Problem details:
Exactly the lines from the start of the data below through the line containing "Naming conventions were" must be returned, and no others.

Saved data entries:
#####

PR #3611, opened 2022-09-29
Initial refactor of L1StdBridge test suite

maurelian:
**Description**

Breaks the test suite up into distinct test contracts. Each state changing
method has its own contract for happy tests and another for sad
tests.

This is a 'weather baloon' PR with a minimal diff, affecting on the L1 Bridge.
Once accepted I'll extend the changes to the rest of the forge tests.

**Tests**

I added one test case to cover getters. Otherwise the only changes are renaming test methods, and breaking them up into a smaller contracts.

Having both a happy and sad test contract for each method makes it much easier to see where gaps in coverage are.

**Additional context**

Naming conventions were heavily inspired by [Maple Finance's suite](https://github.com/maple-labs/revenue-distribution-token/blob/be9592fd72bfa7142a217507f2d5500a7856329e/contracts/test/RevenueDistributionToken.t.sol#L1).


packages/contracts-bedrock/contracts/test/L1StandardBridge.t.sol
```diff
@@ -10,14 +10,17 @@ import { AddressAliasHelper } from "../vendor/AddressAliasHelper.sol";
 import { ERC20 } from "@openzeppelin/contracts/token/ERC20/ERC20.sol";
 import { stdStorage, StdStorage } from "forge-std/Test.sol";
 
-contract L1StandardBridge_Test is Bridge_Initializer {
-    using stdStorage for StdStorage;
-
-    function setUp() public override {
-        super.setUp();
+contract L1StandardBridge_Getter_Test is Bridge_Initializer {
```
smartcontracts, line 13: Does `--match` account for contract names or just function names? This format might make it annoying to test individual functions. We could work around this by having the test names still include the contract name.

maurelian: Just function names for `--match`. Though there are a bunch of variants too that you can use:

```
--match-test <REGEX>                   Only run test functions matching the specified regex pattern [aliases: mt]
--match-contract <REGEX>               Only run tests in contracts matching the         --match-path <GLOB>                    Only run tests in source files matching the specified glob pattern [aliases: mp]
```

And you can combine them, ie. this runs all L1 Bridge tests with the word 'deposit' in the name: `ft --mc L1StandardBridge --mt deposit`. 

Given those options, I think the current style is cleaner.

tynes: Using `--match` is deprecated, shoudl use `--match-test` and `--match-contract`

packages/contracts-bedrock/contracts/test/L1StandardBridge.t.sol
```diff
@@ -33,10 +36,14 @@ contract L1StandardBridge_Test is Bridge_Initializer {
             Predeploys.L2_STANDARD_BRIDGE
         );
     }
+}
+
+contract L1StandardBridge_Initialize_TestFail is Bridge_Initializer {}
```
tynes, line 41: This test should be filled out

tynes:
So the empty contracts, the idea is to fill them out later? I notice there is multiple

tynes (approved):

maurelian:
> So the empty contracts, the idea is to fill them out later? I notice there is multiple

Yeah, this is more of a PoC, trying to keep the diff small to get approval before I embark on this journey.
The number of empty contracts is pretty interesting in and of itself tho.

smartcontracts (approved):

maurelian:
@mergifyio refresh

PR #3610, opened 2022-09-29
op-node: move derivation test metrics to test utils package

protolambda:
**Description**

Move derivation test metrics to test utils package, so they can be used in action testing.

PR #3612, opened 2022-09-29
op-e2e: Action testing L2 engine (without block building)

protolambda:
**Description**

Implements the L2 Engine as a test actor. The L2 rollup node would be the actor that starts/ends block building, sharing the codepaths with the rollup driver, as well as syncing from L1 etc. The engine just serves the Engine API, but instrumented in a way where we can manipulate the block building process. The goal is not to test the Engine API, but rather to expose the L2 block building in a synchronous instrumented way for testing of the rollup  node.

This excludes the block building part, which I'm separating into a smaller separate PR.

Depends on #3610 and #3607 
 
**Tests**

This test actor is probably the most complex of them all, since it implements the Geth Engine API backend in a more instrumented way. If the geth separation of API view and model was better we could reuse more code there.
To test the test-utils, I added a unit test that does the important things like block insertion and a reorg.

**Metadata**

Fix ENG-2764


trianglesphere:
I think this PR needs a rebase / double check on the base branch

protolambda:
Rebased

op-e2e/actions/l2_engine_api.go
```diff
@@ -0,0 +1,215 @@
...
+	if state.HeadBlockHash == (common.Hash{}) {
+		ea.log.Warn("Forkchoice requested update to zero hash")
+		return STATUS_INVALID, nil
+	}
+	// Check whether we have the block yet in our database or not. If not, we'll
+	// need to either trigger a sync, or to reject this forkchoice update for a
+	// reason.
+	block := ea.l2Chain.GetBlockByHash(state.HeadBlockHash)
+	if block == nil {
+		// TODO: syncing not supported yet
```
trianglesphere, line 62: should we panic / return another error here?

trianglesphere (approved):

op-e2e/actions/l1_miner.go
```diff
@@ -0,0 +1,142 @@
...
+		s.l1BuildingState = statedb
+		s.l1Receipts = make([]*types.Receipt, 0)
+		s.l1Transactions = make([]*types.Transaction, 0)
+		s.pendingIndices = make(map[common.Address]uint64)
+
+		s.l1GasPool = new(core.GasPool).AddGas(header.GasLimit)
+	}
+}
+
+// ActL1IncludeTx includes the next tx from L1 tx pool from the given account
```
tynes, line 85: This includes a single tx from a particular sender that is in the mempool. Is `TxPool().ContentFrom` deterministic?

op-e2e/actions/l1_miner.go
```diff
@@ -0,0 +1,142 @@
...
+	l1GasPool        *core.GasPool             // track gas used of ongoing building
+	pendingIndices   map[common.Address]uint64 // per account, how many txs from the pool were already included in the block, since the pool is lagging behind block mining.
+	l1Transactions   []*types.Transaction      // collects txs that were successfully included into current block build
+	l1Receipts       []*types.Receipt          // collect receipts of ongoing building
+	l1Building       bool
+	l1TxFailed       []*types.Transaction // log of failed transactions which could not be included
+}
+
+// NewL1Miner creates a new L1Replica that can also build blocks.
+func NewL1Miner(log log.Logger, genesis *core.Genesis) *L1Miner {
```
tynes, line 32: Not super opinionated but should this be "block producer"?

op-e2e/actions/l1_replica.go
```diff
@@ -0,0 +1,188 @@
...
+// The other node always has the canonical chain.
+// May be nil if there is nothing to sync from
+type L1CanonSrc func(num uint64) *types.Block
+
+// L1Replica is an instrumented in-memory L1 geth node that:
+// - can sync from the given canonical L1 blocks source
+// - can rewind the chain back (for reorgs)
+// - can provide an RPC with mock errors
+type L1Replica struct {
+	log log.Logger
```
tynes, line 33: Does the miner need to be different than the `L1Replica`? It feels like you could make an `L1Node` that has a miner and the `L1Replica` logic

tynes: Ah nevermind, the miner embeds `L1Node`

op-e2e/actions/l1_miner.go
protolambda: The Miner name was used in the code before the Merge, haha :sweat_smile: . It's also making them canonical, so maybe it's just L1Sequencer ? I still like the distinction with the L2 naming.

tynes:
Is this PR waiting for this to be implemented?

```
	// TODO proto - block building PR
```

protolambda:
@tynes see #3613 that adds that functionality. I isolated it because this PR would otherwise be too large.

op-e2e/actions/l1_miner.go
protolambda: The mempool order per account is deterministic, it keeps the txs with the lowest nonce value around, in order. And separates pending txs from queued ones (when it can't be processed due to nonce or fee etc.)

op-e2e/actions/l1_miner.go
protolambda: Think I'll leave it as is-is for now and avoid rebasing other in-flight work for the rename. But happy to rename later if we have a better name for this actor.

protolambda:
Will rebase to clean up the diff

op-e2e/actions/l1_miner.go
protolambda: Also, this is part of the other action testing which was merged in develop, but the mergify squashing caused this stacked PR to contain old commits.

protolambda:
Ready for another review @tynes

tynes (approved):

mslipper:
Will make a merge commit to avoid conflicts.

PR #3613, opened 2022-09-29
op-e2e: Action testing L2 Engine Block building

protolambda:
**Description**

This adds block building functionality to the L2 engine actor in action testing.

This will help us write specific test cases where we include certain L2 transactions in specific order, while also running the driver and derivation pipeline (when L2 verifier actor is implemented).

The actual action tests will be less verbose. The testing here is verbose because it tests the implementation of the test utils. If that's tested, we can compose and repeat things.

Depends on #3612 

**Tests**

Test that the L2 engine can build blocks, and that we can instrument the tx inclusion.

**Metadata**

#####

Exercise output:
PR #3611, opened 2022-09-29
Initial refactor of L1StdBridge test suite

maurelian:
**Description**

Breaks the test suite up into distinct test contracts. Each state changing
method has its own contract for happy tests and another for sad
tests.

This is a 'weather baloon' PR with a minimal diff, affecting on the L1 Bridge.
Once accepted I'll extend the changes to the rest of the forge tests.

**Tests**

I added one test case to cover getters. Otherwise the only changes are renaming test methods, and breaking them up into a smaller contracts.

Having both a happy and sad test contract for each method makes it much easier to see where gaps in coverage are.

**Additional context**

Naming conventions were heavily inspired by [Maple Finance's suite](https://github.com/maple-labs/revenue-distribution-token/blob/be9592fd72bfa7142a217507f2d5500a7856329e/contracts/test/RevenueDistributionToken.t.sol#L1).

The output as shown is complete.